The state’s tax-supported managed care agencies for mental health are a mess.
That’s the gist of an audit released Monday, May 6, by State Auditor Beth Wood. It rebuked the N.C. Department of Health and Human Services’ oversight of seven Local Management Entities/Managed Care Organizations. And it’s the latest report documenting major problems with the system.
Because DHHS failed to monitor the LME/MCOs according to state policies and best practices, it couldn’t ensure services were provided, costs were reasonable, and performance standards were met, among other concerns. The lack of proper reports risks a failure to detect issues that can escalate, increasing costs and jeopardizing quality of care.
“The risk to the State will increase exponentially if the Department of Health and Human Services does not take necessary corrective action to improve its monitoring of managed care organizations,” the audit report stated.
That’s because the state will shift to a managed care model for providing most Medicaid services starting Nov. 1.
Five Managed Care Organizations, formally known as Prepaid Health Plans, will integrate physical and behavioral health care with pharmacy services for most of the state’s 2.1 million Medicaid recipients. The amount of Medicaid funds provided to the MCOs will more than quadruple from $3.2 billion to nearly $13.9 billion in the next few years, the audit report stated.
DHHS Secretary Mandy Cohen agreed with the conclusions and recommendations in a letter attached to the audit report.
“The Department recognizes the need to improve our design of the oversight model for the new Prepaid Health Plans,” Cohen wrote. The Department is instituting a contract management plan that will identify each contracted service, and ensure the proper staff receive, analyze and respond to each item. The plan includes an automated tracking system to document responses.
The department also has hired additional staff with expertise in health plan oversight and contract management, and plans to add other key staff, Cohen said.
The LME/MCOs are a major component of state Medicaid spending. The state paid them $3.2 billion of the total $13.9 billion spend in fiscal year 2018, and $2.6 billion of $13.6 billion in 2017. The agencies get a set amount of money each month per recipient to provide treatment and services for mental health, substance abuse, and intellectual and developmental disabilities.
But DHHS failed to properly monitor to ensure the LME/MCOs were doing their jobs. Among the audit findings, DHHS:
- Didn’t get encounter data reports based on client visits. Encounter data are used to develop LME/MCO payment rates and measure the quality of services. The Society of Actuaries calls that data “the single most important analytical tool for health plans and health programs” to analyze costs, utilization and trends, evaluate benefits, and determine quality of services.
- Didn’t obtain staff incident reports that show when providers failed to ensure adequate staff was available to provide services.
- Didn’t obtain LME/MCO annual budgets. Without the budgets, it’s impossible to know throughout the year if revenues and costs were reasonable and on track.
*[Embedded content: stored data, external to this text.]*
PR #199, opened 2025-07-28
feat(prover): add clock update component

AntoineFONDEUR:
closes CORE-1049

### DIFF
--- a/crates/prover/src/components/clock_update.rs
+++ b/crates/prover/src/components/clock_update.rs
@@ -1,0 +1,263 @@
+use num_traits::{One, Zero};
+use rayon::iter::{IndexedParallelIterator, IntoParallelIterator, ParallelIterator};
+use serde::{Deserialize, Serialize};
+use stwo_air_utils::trace::component_trace::ComponentTrace;
+use stwo_air_utils_derive::{IterMut, ParIterMut, Uninitialized};
+use stwo_constraint_framework::logup::LogupTraceGenerator;
+use stwo_constraint_framework::{
+    EvalAtRow, FrameworkComponent, FrameworkEval, Relation, RelationEntry,
+};
+use stwo_prover::core::backend::BackendForChannel;
+use stwo_prover::core::backend::simd::SimdBackend;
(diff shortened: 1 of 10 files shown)


crates/prover/src/components/clock_update.rs
ClementWalter, line 1: add markdown description of the component

crates/prover/src/components/mod.rs
```diff
@@ -94,8 +101,17 @@ impl Claim {
...
+        let (clock_update_claim, clock_update_trace, clock_update_interaction_claim_data) =
+            clock_update::Claim::write_trace(&input.memory.clock_update_data);
+
         // Write range_check components
-        let range_check_data = opcodes_interaction_claim_data.range_check_20();
+        let opcodes_range_check_data = opcodes_interaction_claim_data.range_check_20();
+        let clock_update_range_check_data = clock_update_interaction_claim_data
+            .lookup_data
+            .range_check_20[0]
+            .par_iter();
```
ClementWalter, line 113: maybe add a function `range_check_20` to the `InteractionClaimData` to move this there and keep the code simpler here

crates/prover/src/components/clock_update.rs
ClementWalter, line 1: we can avoid the range check for the new clock and use directly the hard coded delta (=2**30 in the witness)

crates/prover/src/components/clock_update.rs
```diff
@@ -0,0 +1,268 @@
...
+//! - prev_clk
+//! - QM31 value
+//!
+//! # Constraints
+//!
+//! * enabler is a bool
+//!   * `enabler * (1 - enabler)`
+//! * update the clock
+//!   * `- [addr, prev_clk, value]` in `Memory` relation
+//!   * `+ [addr, inter_clk, value]` in `Memory` relation
```
ClementWalter, line 16:
```suggestion
//!   * `+ [addr, prev_clk + RC_20, value]` in `Memory` relation
```

PR #218, opened 2025-08-03
feat(compiler): ignore underscore-prefixed variables in unused variable warnings

aso20455:
Ignore variables with underscore prefix (_variable) in unused variable warnings. This is a common convention for intentionally unused variables
Added tests for both local variables and function parameters with underscore prefix


enitrat (approved):
LGTM!

PR #220, opened 2025-08-04
feat(runner-compiler): add u32_store_imm instruction

enitrat:


crates/common/tests/instruction_tests.rs
```diff
@@ -553,6 +553,20 @@ fn test_try_from_smallvec() {
             "U32StoreDivFpImm instruction",
         ),
         // Memory and control flow operations
+        (
```
zmalatrax, line 556: Comment should be moved down to `CallAbsImm`

enitrat: thought it would still count as memory op...

PR #225, opened 2025-08-06
doc(prover): add documentation for prover crate

AntoineFONDEUR:
closes CORE-927

### DIFF
--- a/crates/prover/src/relations.rs
+++ b/crates/prover/src/relations.rs
@@ -1,53 +1,31 @@
 #![allow(non_camel_case_types)]
-#![allow(clippy::unused_doc_comments)]
 use stwo_constraint_framework::relation;
 
-/// 20-bit range check relation for field arithmetic bounds.
-///
-/// Ensures values are within the valid range [0, 2^20).
-///
-/// ## Structure
-/// - **value**: The field element to range check
+// 20-bit range check relation for field arithmetic bounds.
+// Ensures values are within the valid range [0, 2^20).
+// Structure: value (the field element to range check)
 relation!(RangeCheck20, 1);
 
-/// Memory access relation for read/write operations.
-///
-/// Tracks all memory operations with address, clock, and QM31 values.
-///
-/// ## Structure
-/// - **addr**: Memory address (M31)
-/// - **clock**: Access timestamp (M31)
-/// - **value0-3**: QM31 value components (4 M31 elements)
+// Memory access relation for read/write operations.
+// Tracks all memory operations with address, clock, and QM31 values.
+// Structure: addr, clock, value0-3 (QM31 value components)
 relation!(Memory, 6);
 
-/// VM register state relation for PC and FP tracking.
-///
-/// Maintains consistency of program counter and frame pointer updates.
-///
-/// ## Structure
-/// - **pc**: Program counter (M31)
-/// - **fp**: Frame pointer (M31)
+// VM register state relation for PC and FP tracking.
+// Maintains consistency of program counter and frame pointer updates.
+// Structure: pc (program counter), fp (frame pointer)
 relation!(Registers, 2);
 
-/// Merkle tree node relation for memory commitments.
-///
-/// Ensures correct Merkle tree construction and hash computations.
-///
-/// ## Structure
-/// - **index**: Node index at tree level (M31)
-/// - **layer**: Tree depth/layer (M31)
-/// - **value**: Hash value at this node (M31)
-/// - **root**: Tree root hash (M31)
+// Merkle tree node relation for memory commitments.
+// Ensures correct Merkle tree construction and hash computations.
+// Structure: index (node index), layer (tree depth), value (hash), root (tree root hash)
 relation!(Merkle, 4);
 
-/// Poseidon2 hash function relation for cryptographic computations.
-///
-/// Connects the Poseidon2 component to the rest of the components: Poseidon2 component uses the initial
-/// state and emits the final digest. Other component that need to prove Poseidon2 computation should
-/// emit the initial state and comsume the final digest.
-///
-/// ## Structure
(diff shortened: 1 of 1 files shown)


crates/prover/src/adapter/merkle.rs
```diff
@@ -1,3 +1,19 @@
+//! # Merkle Tree Construction for Memory Commitments
+//!
+//! This module implements partial Merkle tree construction for Cairo-M memory states.
+//! The initial memory commited is vm.memory before the first step of a segment of execution.
+//! The final memory commited is vm.memory after the last step of a segment of execution.
+//! The memory commitments can contain memory values that are not accessed during the execution (ie not part of the
+//! memory log).
```
enitrat, line 7: what are commitments used in?

crates/prover/src/lib.rs
```diff
@@ -23,11 +39,27 @@ use stwo_prover::core::vcs::ops::MerkleHasher;
...
+///
+/// This structure contains all the necessary components to verify that a Cairo-M
+/// program was executed correctly, including:
+/// - Execution trace claims and proofs
+/// - Public input/output data
+/// - The underlying STARK proof
+/// - Proof-of-work nonce for additional security
+///
+/// ## Type Parameters
+/// * `H` - The Merkle hasher used for tree commitments (typically Blake2s)
```
enitrat, line 52: isnt it Poseidon?

crates/prover/src/adapter/memory.rs
```diff
@@ -37,31 +49,68 @@ impl From<crate::adapter::io::IoMemoryEntry> for MemoryEntry {
...
     pub prev_clock: M31,
 }
 
+/// Represents a complete execution step with all associated memory accesses.
+///
+/// An execution bundle contains:
+/// - The current register state (PC, FP)
+/// - The current clock time: clock is incremented at each step
+/// - The instruction being executed
+/// - Up to 3 operand memory accesses
```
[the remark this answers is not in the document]
AntoineFONDEUR: Yes atm it's only 3 operands per instruction, operands can however be u32 or felts.

crates/prover/src/relations.rs
```diff
@@ -1,15 +1,53 @@
...
-/// (~124 bits) + `INTERACTION_POW_BITS` - log2(number of relation terms).
-///
-/// E.g. assuming a 100-bit security target, the witness may contain up to
-/// 1 << (24 + INTERACTION_POW_BITS) relation terms.
+// 20-bit range check relation for field arithmetic bounds.
+//
+// Ensures values are within the valid range [0, 2^20).
+//
+// ## Structure
+// - **value**: The field element to range check
```
enitrat, line 9:
```suggestion
/// 20-bit range check relation for field arithmetic bounds.
///
/// Ensures values are within the valid range [0, 2^20).
///
/// ## Structure
/// - **value**: The field element to range check
```

comments or doc? (applicable below as well)

crates/prover/src/utils/enabler.rs
```diff
@@ -2,30 +2,75 @@ use num_traits::{One, Zero};
 use stwo_prover::core::backend::simd::m31::{PackedM31, N_LANES};
 use stwo_prover::core::fields::m31::M31;
 
-/// The enabler column is a column of length `padding_offset.next_power_of_two()` where
-/// 1. The first `padding_offset` elements are set to 1;
-/// 2. The rest are set to 0.
+/// Manages trace row enablement for constraint activation and padding.
+///
+/// The enabler creates a boolean column where the first `padding_offset` rows
```
enitrat, line 7: not sure I understand its purpose here

crates/prover/src/adapter/merkle.rs
AntoineFONDEUR: used in continuation: the prover commits to the initial and final memories

enitrat (commented):
great !

crates/prover/src/adapter/memory.rs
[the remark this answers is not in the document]
enitrat: not sure I follow you:

U32AddFpImm will need `src_offset, imm_lo, imm_hi, dst_offset` so 4 operands

crates/prover/src/poseidon2.rs
```diff
@@ -7,23 +7,9 @@ use zkhash::poseidon2::poseidon2_instance_m31::POSEIDON2_M31_16_PARAMS;
 
 use crate::adapter::merkle::MerkleHasher;
 
-/// ALPHA: power in the S-Box. The paper suggest x**5 as S-Box.
-///
-/// Note that stwo-cairo uses alpha=3.
-/// We pick 5 so that gcd(PRIME-1, 5) = 1 holds, indeed gcd(PRIME-1, 3) = 3.
-/// This const is exclusively used in the build script not for the hash computation nor the AIR (where x**5 s-box is hardcoded)
```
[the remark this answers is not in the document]
AntoineFONDEUR: yes it was unused and confusing since parameters are imported from the reference lib

crates/prover/src/adapter/merkle.rs
AntoineFONDEUR: sure 👍

crates/prover/src/relations.rs
AntoineFONDEUR: trunk was complaining about it, will fix it

crates/prover/src/adapter/memory.rs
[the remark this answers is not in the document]
AntoineFONDEUR: The advantage of having the range-based DataAccess is that it saves an address field per operand. And an U32 will always be split in two consecutive felts so the address is implicit, I don’t think it’s much of a problem.

PR #1431, opened 2023-03-29
SONARPY-1233 Allow import of mypy reports

gyula-sallai-sonarsource:


sonar-python-plugin/src/main/java/org/sonar/plugins/python/mypy/MypySensor.java
```diff
@@ -0,0 +1,127 @@
...
+  private static final Logger LOG = Loggers.get(MypySensor.class);
+
+  public static final String LINTER_NAME = "Mypy";
+  public static final String LINTER_KEY = "mypy";
+  public static final String REPORT_PATH_KEY = "sonar.python.mypy.reportPaths";
+
+  private static final String FALLBACK_RULE_KEY = "unknown_mypy_rule";
+
+  // Pattern -> Location ': ' Severity ':' Message '['Code']'
+  // Location -> File ':' StartLine
```
joke1196, line 50: Small detail but we could add the StartColumn for completeness

joke1196 (approved):
LGTM!

PR #1432, opened 2023-03-30
SONARPY-1318 Rule S6545: Built-in generic types should be preferred over the typing module in type hints

joke1196:


its/ruling/src/test/java/org/sonar/python/it/PythonRulingTest.java
```diff
@@ -53,7 +53,7 @@ public class PythonRulingTest {
   public static void prepare_quality_profile() {
     ProfileGenerator.RulesConfiguration parameters = new ProfileGenerator.RulesConfiguration()
       .add("CommentRegularExpression", "message", "The regular expression matches this comment")
-      .add("S1451","headerFormat" , "# Copyright 2004 by Harry Zuzan. All rights reserved.");
+      .add("S1451", "headerFormat", "# Copyright 2004 by Harry Zuzan. All rights reserved.");
```
sallaigy, line 56: Thanks for fixing the format here :)

python-checks/src/main/java/org/sonar/python/checks/BuiltinGenericsOverTypingModuleCheck.java
```diff
@@ -0,0 +1,97 @@
...
+import org.sonar.plugins.python.api.tree.SubscriptionExpression;
+import org.sonar.plugins.python.api.tree.Tree;
+import org.sonar.plugins.python.api.tree.TypeAnnotation;
+
+import static java.util.Map.entry;
+
+@Rule(key = "S6545")
+public class BuiltinGenericsOverTypingModuleCheck extends PythonSubscriptionCheck {
+
+  private static final String MESSAGE = "Use the built-in generic type: `%s`, instead of its typing counterpart.";
```
sallaigy, line 40: _super minor, subjective_ I think we can phrase it without the `:`:
```suggestion
  private static final String MESSAGE = "Use the built-in generic type `%s` instead of its typing counterpart.";
```

Feel free to ignore this if it doesn't make sense to you.

sallaigy (approved):
Looks good to me! I've left one very minor comment, but feel free to ignore if it doesn't make sense to you.

python-checks/src/main/java/org/sonar/python/checks/BuiltinGenericsOverTypingModuleCheck.java
joke1196: Sure I think it is clear enough with the back ticks only

PR #1434, opened 2023-04-04
SONARPY-1320 Rule S6538: Add quick fix for return type hints

joke1196:


python-checks/src/test/java/org/sonar/python/checks/MandatoryFunctionReturnTypeHintCheckTest.java
```diff
@@ -20,11 +20,170 @@
...
+  @Test
+  public void testQuickFixGenericTypes() {
+    String codeWithIssue = code(
+      "def foo(alice: dict[str, int]):",
+      "    bob = {}",
+      "    for k, v in alice.items():",
+      "        bob[k] = str(v)",
+      "    return bob");
+    String codeFixed = code(
+      "def foo(alice: dict[str, int]) -> dict:",
```
joke1196, line 101: Not sure if this is the way to go. As Rule S6543 would then ask the user to provide a type parameter for `dict`. It feels a bit weird to quickly fix something which still needs fixing.

sallaigy: Indeed, I agree. I think we can be conservative here and only offer the quick fix if the type is primitive (or at least non-generic) or None.

We could use a logic similar to generics without type argument check to see if the type is generic.

python-checks/src/test/java/org/sonar/python/checks/MandatoryFunctionReturnTypeHintCheckTest.java
```diff
@@ -20,11 +20,170 @@
...
+import static org.sonar.python.checks.utils.CodeTestUtils.code;
+
 public class MandatoryFunctionReturnTypeHintCheckTest {
   @Test
   public void test() {
     PythonCheckVerifier.verify("src/test/resources/checks/mandatoryFunctionReturnType.py", new MandatoryFunctionReturnTypeHintCheck());
   }
+
+  @Test
+  public void testQuickFixAddReturnTypeLiteral() {
```
sallaigy, line 35: _minor_ The usual :)
```suggestion
  public void quick_fix_add_return_type_literal() {
```

sallaigy (changes requested):
Looks good to me, I added one major comment around types for which we should not offer the fix. Also please rebase on the current master.

python-checks/src/test/java/org/sonar/python/checks/MandatoryFunctionReturnTypeHintCheckTest.java
joke1196: Sadly, it is not as easy with the inferred type to detect if it could be a generic type. I think I will have to approach this by only taking care of nongeneric built-in types.

python-checks/src/test/java/org/sonar/python/checks/MandatoryFunctionReturnTypeHintCheckTest.java
joke1196: Sadly, it is not as easy with the inferred type to detect if it could be a generic type. I think I will have to approach this by only taking care of nongeneric built-in types.

python-checks/src/main/java/org/sonar/python/checks/MandatoryFunctionReturnTypeHintCheck.java
```diff
@@ -55,6 +73,66 @@ private static void raiseIssueForConstructor(SubscriptionContext ctx, Name funct
...
+    PreciseIssue issue = ctx.addIssue(functionName, MESSAGE);
+    ReturnStatementVisitor returnStatementVisitor = new ReturnStatementVisitor();
+    functionDef.body().accept(returnStatementVisitor);
+    if (!returnStatementVisitor.returnStatements.isEmpty()) {
+      addQuickFixForReturnType(issue, functionDef, returnStatementVisitor.returnStatements);
+    } else {
+      if (returnStatementVisitor.yieldStatements.isEmpty()) {
+        addQuickFixForNoneType(issue, functionDef);
+      }
+    }
```
sallaigy, line 89: _minor_ We can simplify this a bit:
```suggestion
    } else if (returnStatementVisitor.yieldStatements.isEmpty()) {
        addQuickFixForNoneType(issue, functionDef);
    }
```

sallaigy (approved):
Looks good to me! See one minor comment before merging.

PR #1436, opened 2023-04-05
SONARPY-1331 Rule S6545: Add quick fix to replace typing module type hints with built-in types

joke1196:


python-checks/src/test/java/org/sonar/python/checks/BuiltinGenericsOverTypingModuleCheckTest.java
```diff
@@ -36,4 +40,139 @@ public void checkCollections() {
...
+      "from typing import defaultdict",
+      "def foo() -> tuple[str, int]:",
+      "    def bar(test: collections.defaultdict[str, int]) -> str:",
+      "        return \"bar\"",
+      "    return (\"foo\", list())");
+    BuiltinGenericsOverTypingModuleCheck check = new BuiltinGenericsOverTypingModuleCheck();
+    PythonQuickFixVerifier.verify(check, codeWithIssue, codeFixed);
+    String specificMessage = String.format(MESSAGE, "collections.defaultdict");
+    PythonQuickFixVerifier.verifyQuickFixMessages(check, codeWithIssue, specificMessage);
+  }
```
sallaigy, line 177: It's a special case that came to my mind now, but could we test the case when we have an obsolete generic type without type arguments and that we do not raise an issue (and of course offer no quick fix):
```
def f() -> typing.List:
    pass
```

sallaigy, line 177: Also, could we have a test with a weird formatting?
```
def f() -> typing.Tuple[str,
    int]:
    pass
```

sallaigy (changes requested):
Looks mostly good, but I let's not offer quick fixes that would require an import in order to avoid breaking code.

python-checks/src/test/java/org/sonar/python/checks/BuiltinGenericsOverTypingModuleCheckTest.java
joke1196: Yes, good call I will add this to the main test.

python-checks/src/main/java/org/sonar/python/checks/BuiltinGenericsOverTypingModuleCheck.java
```diff
@@ -70,22 +72,38 @@ private static void checkForTypingModule(SubscriptionContext subscriptionContext
...
+
+  private static void raiseIssueForGenerics(SubscriptionContext context, SubscriptionExpression expression, String preferredGenerics) {
+    String specificMessage = String.format(MESSAGE, preferredGenerics);
+    PreciseIssue preciseIssue = context.addIssue(expression, specificMessage);
+    addQuickFix(preciseIssue, expression, preferredGenerics, specificMessage);
+  }
+
+  private static void addQuickFix(PreciseIssue issue, SubscriptionExpression expression, String preferredGenerics, String message) {
+    // Ignoring quick fix if the change would require an import
+    if (!preferredGenerics.contains(".")) {
```
sallaigy, line 90: Smart solution! :)

sallaigy (approved):
Looks good to me!

PR #1439, opened 2023-04-12
SONARPY-1279 S1144 should take into account usages apart from self

sallaigy:


python-checks/src/main/java/org/sonar/python/checks/UnreadPrivateMethodsCheck.java
```diff
@@ -61,4 +64,29 @@ protected boolean isException(Symbol symbol) {
       .flatMap(Collection::stream)
       .anyMatch(Predicate.not(BuiltinSymbols.STATIC_AND_CLASS_METHOD_DECORATORS::contains));
   }
+
+  @Override
+  protected boolean hasAmbiguousUsage(Symbol symbol, ClassDef classDef) {
+    CallNamesVisitor visitor = new CallNamesVisitor(symbol.name());
+    classDef.accept(visitor);
+
+    // There is always at least on usage - the declaration itself.
```
maksim-grebeniuk-sonarsource, line 73: probably "...at least one usage..."?

maksim-grebeniuk-sonarsource (approved):
Looks good just one thing to correct in comments

PR #1441, opened 2023-04-13
SONARPY-1326 UnusedLocalVariableCheck(1481) should raise with sequence unpacking

maksim-grebeniuk-sonarsource:


python-checks/src/test/java/org/sonar/python/checks/UnusedLocalVariableCheckTest.java
```diff
@@ -35,4 +36,19 @@ public void custom() {
     check.format = "(_|myignore)";
     PythonCheckVerifier.verify("src/test/resources/checks/unusedLocalVariableCustom.py", check);
   }
+
+  @Test
+  public void quickFixTest() {
```
sallaigy, line 41: _minor_ Test naming is all over the place in the code base, but we should try to stick to `snake_case`, and maybe indicate that the quick fix is only for sequence unpacking.
```suggestion
  public void tuple_quick_fix() {
```

sallaigy, line 41: Also, there is another edge case with the quick fix, where it slightly changes the semantics of the program:
```python
def using_tuples():
    x, y = (1, 2)
    y = 5
    print(x)
```
Replacing `y` with `_` is not erroneous, but it somewhat changes program semantics. I think we can document this case with another test.

python-checks/src/test/resources/checks/unusedLocalVariable.py
```diff
@@ -47,7 +47,8 @@ def function_with_lambdas():
 #             ^
 
 def using_tuples():
-    x, y = (1, 2)
+    x, y = (1, 2) # Noncompliant {{Replace unused local variable "y" with "_".}}
```
sallaigy, line 50: Note that the rule description also needs to be updated, see the "Exceptions" section https://sonarsource.github.io/rspec/#/rspec/S1481/python 

```
for _ in range(10):
    do_something()
username, login, password = auth # This now raises
do_something_else(username, login)
```

sallaigy (changes requested):
Looks good to me! Could you also update the rule description before merging?

python-checks/src/test/java/org/sonar/python/checks/UnusedLocalVariableCheckTest.java
maksim-grebeniuk-sonarsource: done

python-checks/src/test/resources/checks/unusedLocalVariable.py
maksim-grebeniuk-sonarsource: done

sallaigy (approved):
Looks good to me!

PR #1442, opened 2023-04-13
SONARPY-1328 UnusedLocalVariable(S1481) add quick fixes for redundant exception bindings

maksim-grebeniuk-sonarsource:


python-frontend/src/main/java/org/sonar/plugins/python/api/tree/ExceptClause.java
```diff
@@ -54,4 +55,7 @@ public interface ExceptClause extends Tree {
   Expression exceptionInstance();
 
   StatementList body();
+
+  @Beta
+  Token colon();
```
sallaigy, line 60: _minor_ I would move this above the body, just to be more in-line with the flow of the grammar, as the colon precedes the body.

sallaigy (approved):
Looks good to me! I've left one minor comment regarding the ordering in the API change.

PR #1444, opened 2023-04-13
SONARPY-975: Avoid running typeshed serializer in CI when not needed 

joke1196:


python-frontend/typeshed_serializer/tests/test_tox_runner.py
```diff
@@ -0,0 +1,219 @@
+#
```
andreaguarino, line 1: It looks like coverage has not been taken into account by SonarQube analysis.
I think that's because the configuration in the `python-frontend/pom.xml` is the following:
```xml
    <sonar.sources>pom.xml,src/main/java,typeshed_serializer/serializer</sonar.sources>
    <sonar.python.coverage.reportPaths>typeshed_serializer/cov.xml</sonar.python.coverage.reportPaths>
    <sonar.python.version>3.9</sonar.python.version>
```

So I think we should:
- either update `sonar.sources` to include `typeshed_serializer/runners`
- or move `runners` inside `typeshed_serializer/serializer`

python-frontend/typeshed_serializer/tests/test_tox_runner.py
```diff
@@ -0,0 +1,219 @@
...
+            assert text == self.FILE_CONTENT
+
+    def test_read_file(self):
+        file_bytes = bytes("\ntest end\n", 'utf-8')
+        with mock.patch(f'{self.MODULE_NAME}.Path.read_bytes') as mock_read_bytes:
+            mock_read_bytes.return_value = file_bytes
+            text = tox_runner.read_file("test")
+            assert text == file_bytes
+
+    def test_compute_checksum(self):
```
andreaguarino, line 150: I would like to see a test where we call twice actual files from `tests/resources` to `compute_checksum` and assert the return value is the same between the two calls

andreaguarino (changes requested):
Build time is taking 8 minutes, so I don't think the runner is working yet.
I guess that's because `checksum` file has not been commited

python-frontend/typeshed_serializer/runners/tox_runner.py
```diff
@@ -0,0 +1,145 @@
...
+        binary_file_names = fetch_binary_file_names()
+        current_binaries_checksum = compute_checksum(binary_file_names, read_file)
+        logger.info("STARTING TYPESHED BINARY FILES CHECKSUM COMPUTATION")
+        logger.info(f"Previous binaries checksum {previous_binaries_checksum}")
+        logger.info(f"Current binaries checksum {current_binaries_checksum}")
+        logger.info(f"Checksum is computed over {len(binary_file_names)} files")
+        if previous_binaries_checksum != current_binaries_checksum:
+            raise RuntimeError('INCONSISTENT BINARY CHECKSUMS')
+        logger.info("SKIPPING TYPESHED SERIALIZATION")
+        subprocess.run(['tox','-e', 'testenv'])
```
andreaguarino, line 141: As discussed, this should run `tox -e py39` instead. In MacOS `testenv` doesn't seem to be a valid environment

andreaguarino, line 141: Can you add a comment explaining why we need to run unit tests? (i.e. to avoid breaking quality gate when we modify python files)

andreaguarino (approved):
LGTM.
As discussed, can you please create the following two tickets:
* Improve unit tests to avoid serializing typeshed
* Investigate why a few protobuf files differ between different runs

PR #1445, opened 2023-04-13
SONARPY-1338 Fix FP on S5655 when the argument is a valid TypedDict

sallaigy:


python-checks/src/main/java/org/sonar/python/checks/FunctionReturnTypeCheck.java
```diff
@@ -146,7 +146,8 @@ public void visitReturnStatement(ReturnStatement returnStatement) {
         Expression expression = expressions.get(0);
         InferredType inferredType = expression.type();
         if (returnType.mustBeOrExtend("typing.TypedDict")) {
```
maksim-grebeniuk-sonarsource, line 148: Probably it is better to use the functionality implemented in InferredTypes to check is return type is dictionary like 
`InferredTypes.DICT.isCompatibleWith(returnType)`. 
What do you think?

maksim-grebeniuk-sonarsource: also to keep a more flat code structure probably it is better to move this if statement to the parent if-else chain like
```java
} else if (InferredTypes.DICT.isCompatibleWith(returnType)) {
  return;
} else {
  Expression expression = expressions.get(0);
  ...
}
```

maksim-grebeniuk-sonarsource (approved):
Looks good to me, just two minor short comments

python-checks/src/main/java/org/sonar/python/checks/FunctionReturnTypeCheck.java
sallaigy: The two solutions are not the same, consider the following test case:
```
  def my_dict2() -> dict:
    return [] # Noncompliant
```

With the solution above, this would be a FN. As the code is not part of this ticket scope, I would prefer just to leave it as it is (with the TODO comment). What do you think?

PR #1446, opened 2023-04-13
SONARPY-1285 Fix FP on S1451 when shebang head lines are used

maksim-grebeniuk-sonarsource:


python-checks/src/test/java/org/sonar/python/checks/FileHeaderCopyrightCheckTest.java
```diff
@@ -141,4 +141,20 @@ public void test_searchPattern_exception() {
...
+    fileHeaderCopyrightCheck.headerFormat = "# Copyright FOO\n";
+    PythonCheckVerifier.verifyNoIssue("src/test/resources/checks/fileHeaderCopyright/shebangCopyright.py", fileHeaderCopyrightCheck);
+  }
+
+  @Test
+  public void shebangPatternTest() {
+    var fileHeaderCopyrightCheck = new FileHeaderCopyrightCheck();
+    fileHeaderCopyrightCheck.isRegularExpression = true;
+    fileHeaderCopyrightCheck.headerFormat = "# Copyright[ ]20[0-9]{2}";
+    PythonCheckVerifier.verifyNoIssue("src/test/resources/checks/fileHeaderCopyright/searchPatternShebangCopyright.py",
```
sallaigy, line 157: I would also add a test where we use the shebang line, but the copyright header is noncompliant.

sallaigy (approved):
Looks good to me! Please add a test where we the shebang line is present but the header is noncompliant.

- Didn’t get reports showing payments to third party management companies and providers. LME/MCOs can increase profits beyond allowable state limits by using third party providers. The reports are necessary for DHHS to identify excess profits.
- Failed to document evidence supporting 24 of 26 LME/MCO performance evaluations, and couldn’t provide evidence it consistently evaluated complaints and grievances. As a result, problems could go unnoticed and uncorrected.
- Didn’t use corrective action plans or assess penalties for identified performance issues such as failure to ensure mental health and substance use patients were getting follow-up visits within seven days of discharge from treatment. Several LME/MCOs didn’t implement recommended corrective actions.